[Records from a data source]
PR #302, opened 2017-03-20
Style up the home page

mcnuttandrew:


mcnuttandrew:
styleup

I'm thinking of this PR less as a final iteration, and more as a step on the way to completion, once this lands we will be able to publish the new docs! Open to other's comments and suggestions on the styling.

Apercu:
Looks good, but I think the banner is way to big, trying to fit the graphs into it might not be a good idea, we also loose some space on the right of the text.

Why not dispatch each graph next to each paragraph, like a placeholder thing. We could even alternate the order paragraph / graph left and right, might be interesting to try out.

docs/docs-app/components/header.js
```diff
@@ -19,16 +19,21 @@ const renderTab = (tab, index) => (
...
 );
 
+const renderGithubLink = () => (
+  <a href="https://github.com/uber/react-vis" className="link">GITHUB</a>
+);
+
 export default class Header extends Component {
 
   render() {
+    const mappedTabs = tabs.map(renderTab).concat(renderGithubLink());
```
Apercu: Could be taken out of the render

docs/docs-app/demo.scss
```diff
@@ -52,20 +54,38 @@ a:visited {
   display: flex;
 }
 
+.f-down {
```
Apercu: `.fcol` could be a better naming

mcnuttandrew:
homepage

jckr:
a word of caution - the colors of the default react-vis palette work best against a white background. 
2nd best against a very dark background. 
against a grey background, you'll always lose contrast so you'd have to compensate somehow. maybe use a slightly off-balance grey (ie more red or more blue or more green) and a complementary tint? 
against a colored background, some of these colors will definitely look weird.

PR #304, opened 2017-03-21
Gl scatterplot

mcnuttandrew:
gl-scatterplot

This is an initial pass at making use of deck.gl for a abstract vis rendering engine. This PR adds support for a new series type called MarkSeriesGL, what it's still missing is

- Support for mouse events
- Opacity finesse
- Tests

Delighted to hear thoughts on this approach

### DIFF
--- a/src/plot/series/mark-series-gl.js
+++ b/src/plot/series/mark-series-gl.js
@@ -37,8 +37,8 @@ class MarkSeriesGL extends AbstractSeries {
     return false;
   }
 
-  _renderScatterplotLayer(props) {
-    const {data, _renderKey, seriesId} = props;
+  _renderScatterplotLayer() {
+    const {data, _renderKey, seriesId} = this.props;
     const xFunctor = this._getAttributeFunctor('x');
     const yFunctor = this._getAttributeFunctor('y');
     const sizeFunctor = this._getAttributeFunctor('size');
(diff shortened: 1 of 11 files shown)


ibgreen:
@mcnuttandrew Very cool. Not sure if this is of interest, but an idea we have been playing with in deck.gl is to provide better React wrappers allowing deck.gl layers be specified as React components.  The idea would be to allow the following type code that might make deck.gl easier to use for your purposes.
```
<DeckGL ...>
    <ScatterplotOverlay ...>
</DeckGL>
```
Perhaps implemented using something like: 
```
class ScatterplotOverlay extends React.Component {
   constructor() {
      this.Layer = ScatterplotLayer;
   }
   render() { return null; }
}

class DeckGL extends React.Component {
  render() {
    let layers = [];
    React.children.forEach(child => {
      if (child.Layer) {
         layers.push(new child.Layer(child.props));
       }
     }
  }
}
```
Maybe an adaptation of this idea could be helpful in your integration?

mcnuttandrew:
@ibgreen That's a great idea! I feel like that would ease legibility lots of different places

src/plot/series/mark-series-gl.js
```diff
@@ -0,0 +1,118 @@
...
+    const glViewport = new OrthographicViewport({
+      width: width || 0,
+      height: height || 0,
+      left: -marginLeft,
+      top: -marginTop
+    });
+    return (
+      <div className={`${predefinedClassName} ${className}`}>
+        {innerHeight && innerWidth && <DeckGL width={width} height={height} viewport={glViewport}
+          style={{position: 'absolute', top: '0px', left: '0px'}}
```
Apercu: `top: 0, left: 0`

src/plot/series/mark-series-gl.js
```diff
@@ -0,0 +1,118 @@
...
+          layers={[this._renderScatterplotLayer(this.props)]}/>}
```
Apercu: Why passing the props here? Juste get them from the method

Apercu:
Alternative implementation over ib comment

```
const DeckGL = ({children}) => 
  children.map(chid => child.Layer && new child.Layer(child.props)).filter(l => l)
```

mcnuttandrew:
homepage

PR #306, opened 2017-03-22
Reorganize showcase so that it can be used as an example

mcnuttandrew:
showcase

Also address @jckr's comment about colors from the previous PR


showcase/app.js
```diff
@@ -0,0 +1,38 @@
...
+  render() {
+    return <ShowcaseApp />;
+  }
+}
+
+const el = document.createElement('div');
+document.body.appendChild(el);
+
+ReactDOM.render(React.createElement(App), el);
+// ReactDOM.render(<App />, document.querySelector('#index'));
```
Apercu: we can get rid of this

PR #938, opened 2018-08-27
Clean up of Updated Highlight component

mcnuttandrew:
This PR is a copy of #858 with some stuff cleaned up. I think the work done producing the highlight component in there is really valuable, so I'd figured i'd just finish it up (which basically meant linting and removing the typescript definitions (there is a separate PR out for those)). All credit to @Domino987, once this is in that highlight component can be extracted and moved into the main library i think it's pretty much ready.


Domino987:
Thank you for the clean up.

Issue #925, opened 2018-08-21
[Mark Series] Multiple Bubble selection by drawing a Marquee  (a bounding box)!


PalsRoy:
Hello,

* [What the task asks]:
Set down every entry once more, exactly as it was written above.

* [Finished exercise]:
PR #302, opened 2017-03-20
Style up the home page

mcnuttandrew:


mcnuttandrew:
styleup

I'm thinking of this PR less as a final iteration, and more as a step on the way to completion, once this lands we will be able to publish the new docs! Open to other's comments and suggestions on the styling.

Apercu:
Looks good, but I think the banner is way to big, trying to fit the graphs into it might not be a good idea, we also loose some space on the right of the text.

Why not dispatch each graph next to each paragraph, like a placeholder thing. We could even alternate the order paragraph / graph left and right, might be interesting to try out.

docs/docs-app/components/header.js
```diff
@@ -19,16 +19,21 @@ const renderTab = (tab, index) => (
...
 );
 
+const renderGithubLink = () => (
+  <a href="https://github.com/uber/react-vis" className="link">GITHUB</a>
+);
+
 export default class Header extends Component {
 
   render() {
+    const mappedTabs = tabs.map(renderTab).concat(renderGithubLink());
```
Apercu: Could be taken out of the render

docs/docs-app/demo.scss
```diff
@@ -52,20 +54,38 @@ a:visited {
   display: flex;
 }
 
+.f-down {
```
Apercu: `.fcol` could be a better naming

mcnuttandrew:
homepage

jckr:
a word of caution - the colors of the default react-vis palette work best against a white background. 
2nd best against a very dark background. 
against a grey background, you'll always lose contrast so you'd have to compensate somehow. maybe use a slightly off-balance grey (ie more red or more blue or more green) and a complementary tint? 
against a colored background, some of these colors will definitely look weird.

PR #304, opened 2017-03-21
Gl scatterplot

mcnuttandrew:
gl-scatterplot

This is an initial pass at making use of deck.gl for a abstract vis rendering engine. This PR adds support for a new series type called MarkSeriesGL, what it's still missing is

- Support for mouse events
- Opacity finesse
- Tests

Delighted to hear thoughts on this approach

### DIFF
--- a/src/plot/series/mark-series-gl.js
+++ b/src/plot/series/mark-series-gl.js
@@ -37,8 +37,8 @@ class MarkSeriesGL extends AbstractSeries {
     return false;
   }
 
-  _renderScatterplotLayer(props) {
-    const {data, _renderKey, seriesId} = props;
+  _renderScatterplotLayer() {
+    const {data, _renderKey, seriesId} = this.props;
     const xFunctor = this._getAttributeFunctor('x');
     const yFunctor = this._getAttributeFunctor('y');
     const sizeFunctor = this._getAttributeFunctor('size');
(diff shortened: 1 of 11 files shown)


ibgreen:
@mcnuttandrew Very cool. Not sure if this is of interest, but an idea we have been playing with in deck.gl is to provide better React wrappers allowing deck.gl layers be specified as React components.  The idea would be to allow the following type code that might make deck.gl easier to use for your purposes.
```
<DeckGL ...>
    <ScatterplotOverlay ...>
</DeckGL>
```
Perhaps implemented using something like: 
```
class ScatterplotOverlay extends React.Component {
   constructor() {
      this.Layer = ScatterplotLayer;
   }
   render() { return null; }
}

class DeckGL extends React.Component {
  render() {
    let layers = [];
    React.children.forEach(child => {
      if (child.Layer) {
         layers.push(new child.Layer(child.props));
       }
     }
  }
}
```
Maybe an adaptation of this idea could be helpful in your integration?

mcnuttandrew:
@ibgreen That's a great idea! I feel like that would ease legibility lots of different places

src/plot/series/mark-series-gl.js
```diff
@@ -0,0 +1,118 @@
...
+    const glViewport = new OrthographicViewport({
+      width: width || 0,
+      height: height || 0,
+      left: -marginLeft,
+      top: -marginTop
+    });
+    return (
+      <div className={`${predefinedClassName} ${className}`}>
+        {innerHeight && innerWidth && <DeckGL width={width} height={height} viewport={glViewport}
+          style={{position: 'absolute', top: '0px', left: '0px'}}
```
Apercu: `top: 0, left: 0`

src/plot/series/mark-series-gl.js
```diff
@@ -0,0 +1,118 @@
...
+          layers={[this._renderScatterplotLayer(this.props)]}/>}
```
Apercu: Why passing the props here? Juste get them from the method

Apercu:
Alternative implementation over ib comment

```
const DeckGL = ({children}) => 
  children.map(chid => child.Layer && new child.Layer(child.props)).filter(l => l)
```

mcnuttandrew:
homepage

PR #306, opened 2017-03-22
Reorganize showcase so that it can be used as an example

mcnuttandrew:
showcase

Also address @jckr's comment about colors from the previous PR


showcase/app.js
```diff
@@ -0,0 +1,38 @@
...
+  render() {
+    return <ShowcaseApp />;
+  }
+}
+
+const el = document.createElement('div');
+document.body.appendChild(el);
+
+ReactDOM.render(React.createElement(App), el);
+// ReactDOM.render(<App />, document.querySelector('#index'));
```
Apercu: we can get rid of this

PR #938, opened 2018-08-27
Clean up of Updated Highlight component

mcnuttandrew:
This PR is a copy of #858 with some stuff cleaned up. I think the work done producing the highlight component in there is really valuable, so I'd figured i'd just finish it up (which basically meant linting and removing the typescript definitions (there is a separate PR out for those)). All credit to @Domino987, once this is in that highlight component can be extracted and moved into the main library i think it's pretty much ready.


Domino987:
Thank you for the clean up.

Issue #925, opened 2018-08-21
[Mark Series] Multiple Bubble selection by drawing a Marquee  (a bounding box)!


PalsRoy:
Hello,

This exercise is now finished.